(RECORDS PROVIDED)

PR #16, opened 2015-11-19
YD-101 remove email address from user

Bert-R:


appservice/src/intTest/groovy/nu/yona/server/BasicBuddyTest.groovy
```diff
@@ -132,11 +134,16 @@ class BasicBuddyTest extends Specification {
...
 			def response = appService.getDirectMessages(bobDunnURL, bobDunnPassword)
-			bobDunnBuddyMessageAcceptURL = response.responseData._embedded.buddyConnectRequestMessages[0]._links.accept.href
+			if (response.responseData._embedded && response.responseData._embedded.buddyConnectRequestMessages) {
+				bobDunnBuddyMessageAcceptURL = response.responseData._embedded.buddyConnectRequestMessages[0]._links.accept.href
+			}
 
 		then:
 			response.status == 200
 			response.responseData._links.self.href == bobDunnURL + appService.DIRECT_MESSAGE_PATH_FRAGMENT
+			response.responseData._embedded
```
aristotelos: The test results already shows the per path fragment what its value is, so this is not necessary

core/src/main/java/nu/yona/server/subscriptions/service/UserDTO.java
```diff
@@ -53,6 +51,11 @@ public UserDTO(@JsonProperty("firstName") String firstName, @JsonProperty("lastN
 		this(null, firstName, lastName, emailAddress, mobileNumber, privateData);
 	}
 
+	private UserDTO(UUID id, String firstName, String lastName, String mobileNumber, UserPrivateDTO privateData)
+	{
+		this(id, firstName, lastName, null, mobileNumber, privateData);
+	}
+
 	private UserDTO(UUID id, String firstName, String lastName, String emailAddress, String mobileNumber,
```
aristotelos: I would like less constructors. Maybe remove email from the constructors and add a setter for this purpose?

core/src/main/java/nu/yona/server/subscriptions/service/UserDTO.java
```diff
@@ -30,19 +30,17 @@
 	private final String mobileNumber;
```
aristotelos: I would like to rename emailAddress to emailAddressForInvitation or something like that to prevent misunderstanding.

PR #21, opened 2015-11-23
YD-51 add new user on buddy request

aristotelos:
Things to do later:
- finish EmailServer
- think about scenario with second buddy adding request
- think about if scenario for forgetting the invite email and signing up yourself is complete


appservice/src/intTest/groovy/nu/yona/server/CreateUserOnBuddyRequestTest.groovy
```diff
@@ -0,0 +1,344 @@
...
+				"nickName":"RQ ${timestamp}",
+				"mobileNumber":"+${timestamp}11",
+				"devices":[
+					"Nexus 6"
+				],
+				"goals":[
+					"news"
+				]
+			}""", richardQuinPassword)
+			richardQuinURL = appService.stripQueryString(response.responseData._links.self.href)
```
Bert-R: Only do this when the status is 201 and ``_links`` exists.

appservice/src/intTest/groovy/nu/yona/server/CreateUserOnBuddyRequestTest.groovy
```diff
@@ -0,0 +1,344 @@
...
+			response.responseData.firstName == "Bob ${timestamp}"
+			response.responseData.lastName == "Dun ${timestamp}"
+			response.responseData.mobileNumber == "+${timestamp}12"
+			response.responseData.nickName == "BD ${timestamp}"
+			response.responseData.devices.size() == 1
+			response.responseData.devices[0] == "iPhone 6"
+			//TODO: updating of goals is not yet supported
+			//response.responseData.goals.size() == 1
+			//response.responseData.goals[0] == "gambling"
+			//TODO: buddy is not added yet, needs to be fixed
```
Bert-R: This TODO is addressed already

appservice/src/intTest/groovy/nu/yona/server/CreateUserOnBuddyRequestTest.groovy
```diff
@@ -0,0 +1,344 @@
...
+
+		then:
+			response.status == 200
+			response.responseData.firstName == "Bob ${timestamp}"
+			response.responseData.lastName == "Dun ${timestamp}"
+			response.responseData.mobileNumber == "+${timestamp}12"
+			response.responseData.nickName == "BD ${timestamp}"
+			response.responseData.devices.size() == 1
+			response.responseData.devices[0] == "iPhone 6"
+			//TODO: updating of goals is not yet supported
```
Bert-R: These TODOs aren't relevant here.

(End RECORDS PROVIDED)

Type out the records again exactly, line for line.

◆ **RESULT OF THE EXERCISE**:
PR #16, opened 2015-11-19
YD-101 remove email address from user

Bert-R:


appservice/src/intTest/groovy/nu/yona/server/BasicBuddyTest.groovy
```diff
@@ -132,11 +134,16 @@ class BasicBuddyTest extends Specification {
...
 			def response = appService.getDirectMessages(bobDunnURL, bobDunnPassword)
-			bobDunnBuddyMessageAcceptURL = response.responseData._embedded.buddyConnectRequestMessages[0]._links.accept.href
+			if (response.responseData._embedded && response.responseData._embedded.buddyConnectRequestMessages) {
+				bobDunnBuddyMessageAcceptURL = response.responseData._embedded.buddyConnectRequestMessages[0]._links.accept.href
+			}
 
 		then:
 			response.status == 200
 			response.responseData._links.self.href == bobDunnURL + appService.DIRECT_MESSAGE_PATH_FRAGMENT
+			response.responseData._embedded
```
aristotelos: The test results already shows the per path fragment what its value is, so this is not necessary

core/src/main/java/nu/yona/server/subscriptions/service/UserDTO.java
```diff
@@ -53,6 +51,11 @@ public UserDTO(@JsonProperty("firstName") String firstName, @JsonProperty("lastN
 		this(null, firstName, lastName, emailAddress, mobileNumber, privateData);
 	}
 
+	private UserDTO(UUID id, String firstName, String lastName, String mobileNumber, UserPrivateDTO privateData)
+	{
+		this(id, firstName, lastName, null, mobileNumber, privateData);
+	}
+
 	private UserDTO(UUID id, String firstName, String lastName, String emailAddress, String mobileNumber,
```
aristotelos: I would like less constructors. Maybe remove email from the constructors and add a setter for this purpose?

core/src/main/java/nu/yona/server/subscriptions/service/UserDTO.java
```diff
@@ -30,19 +30,17 @@
 	private final String mobileNumber;
```
aristotelos: I would like to rename emailAddress to emailAddressForInvitation or something like that to prevent misunderstanding.

PR #21, opened 2015-11-23
YD-51 add new user on buddy request

aristotelos:
Things to do later:
- finish EmailServer
- think about scenario with second buddy adding request
- think about if scenario for forgetting the invite email and signing up yourself is complete


appservice/src/intTest/groovy/nu/yona/server/CreateUserOnBuddyRequestTest.groovy
```diff
@@ -0,0 +1,344 @@
...
+				"nickName":"RQ ${timestamp}",
+				"mobileNumber":"+${timestamp}11",
+				"devices":[
+					"Nexus 6"
+				],
+				"goals":[
+					"news"
+				]
+			}""", richardQuinPassword)
+			richardQuinURL = appService.stripQueryString(response.responseData._links.self.href)
```
Bert-R: Only do this when the status is 201 and ``_links`` exists.

appservice/src/intTest/groovy/nu/yona/server/CreateUserOnBuddyRequestTest.groovy
```diff
@@ -0,0 +1,344 @@
...
+			response.responseData.firstName == "Bob ${timestamp}"
+			response.responseData.lastName == "Dun ${timestamp}"
+			response.responseData.mobileNumber == "+${timestamp}12"
+			response.responseData.nickName == "BD ${timestamp}"
+			response.responseData.devices.size() == 1
+			response.responseData.devices[0] == "iPhone 6"
+			//TODO: updating of goals is not yet supported
+			//response.responseData.goals.size() == 1
+			//response.responseData.goals[0] == "gambling"
+			//TODO: buddy is not added yet, needs to be fixed
```
Bert-R: This TODO is addressed already

appservice/src/intTest/groovy/nu/yona/server/CreateUserOnBuddyRequestTest.groovy
```diff
@@ -0,0 +1,344 @@
...
+
+		then:
+			response.status == 200
+			response.responseData.firstName == "Bob ${timestamp}"
+			response.responseData.lastName == "Dun ${timestamp}"
+			response.responseData.mobileNumber == "+${timestamp}12"
+			response.responseData.nickName == "BD ${timestamp}"
+			response.responseData.devices.size() == 1
+			response.responseData.devices[0] == "iPhone 6"
+			//TODO: updating of goals is not yet supported
```
Bert-R: These TODOs aren't relevant here.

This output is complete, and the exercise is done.